If we were scientists, we would say that our assumption is not “grounded” in what we know about the world, something I learned in my geophysics and data modeling training. Most of us are not scientists, however. Judging by the lack of statistics in my early education and contextualizing information in newspaper facts and figures (sample size, r squared values, distribution used for error margins in our political polls), the answer is that we seldom finish what we start. We are left with only numbers, not the toolset and framework of what to make of them. In essence, the numbers are naked.

Finally, a numerical answer needs to have meaning. Science fiction author Douglas Adams jovially raised this point in A Hitchhiker’s Guide to the Galaxy. The mice had finally figured out the “Answer to the Ultimate Question of Life, the Universe, and Everything” after much effort and many computers (and just before the destruction of Earth). The answer? Forty-two.

Despite our problems with numbers today we live in a world obsessed with them. In many public schools we are ranked against our classmates. Our English essays on standardized tests are converted to percentiles. Our letter grades, which are used to determine academic performance, are converted into numbers for the purposes of a grade point average. In sports, we are evaluated by movements and exercises which are expressed in percentages, distance, time. Cameras are first talked about in terms of the number of megapixels, and televisions the highest resolution offered. In computing, the concept of a “binary world” is not just a metaphor. The quantification of information is seemingly inescapable.

Numbers are a relatively recent innovation in human history and much of what they are trying to describe is even more recent (capitalist markets, currency exchange rates, an output from a scientific instrument). It is understandable, but not excusable, that we do not have a good grasp on how to educate ourselves about how to use numbers in these novel situations.

Ironically, it is hard to say whether we are abusing numbers without the data, a Catch-22 conundrum. However, I have a sneaking suspicion that my speculation of the “fudge factor” is much more than a smear of our current way of doing things. For all of the precision a final number can afford us, I think little of this potential precision is actually meaningful (which is why scientists round to “significant figures”).
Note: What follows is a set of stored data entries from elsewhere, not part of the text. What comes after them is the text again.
PR #3442, opened 2022-06-23
Propose extension EXT_provoking_vertex.

kdashg:


extensions/proposals/EXT_provoking_vertex/extension.xml
```diff
@@ -0,0 +1,57 @@
...
+  <contact>
+    <a href="https://www.khronos.org/webgl/public-mailing-list/">WebGL working group</a> (public_webgl 'at' khronos.org)
+  </contact>
+  <contributors>
+    <contributor>Kelsey Gilbert (Mozilla)</contributor>
+    <contributor>Members of the WebGL working group</contributor>
+  </contributors>
+  <number>48</number>
+  <depends>
+    <api version="1.0"/>
```
kenrussell, line 13: Should this depend on 2.0 rather than 1.0, since flat shading was only introduced in ESSL 300?

kenrussell (approved):
Looks fine to me.

I wonder whether we should call this WEBGL_provoking_vertex and diverge a bit - provide an API giving a hint about which is more efficient on the current backend?

extensions/proposals/EXT_provoking_vertex/extension.xml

We need more cautious, careful constructions of how numbers are used in order to increase our quantitative understanding. If we do not keep track of what numbers are supposed to represent they are meaningless, something that is painfully apparent to a cryptographer but not to the ninety-nine percent of us who do not know what that job even is. The key to using numbers is knowing how to interpret them. When we cannot do that or are not willing to put forth the effort to do so, we have reached the limits of our numerical literacy.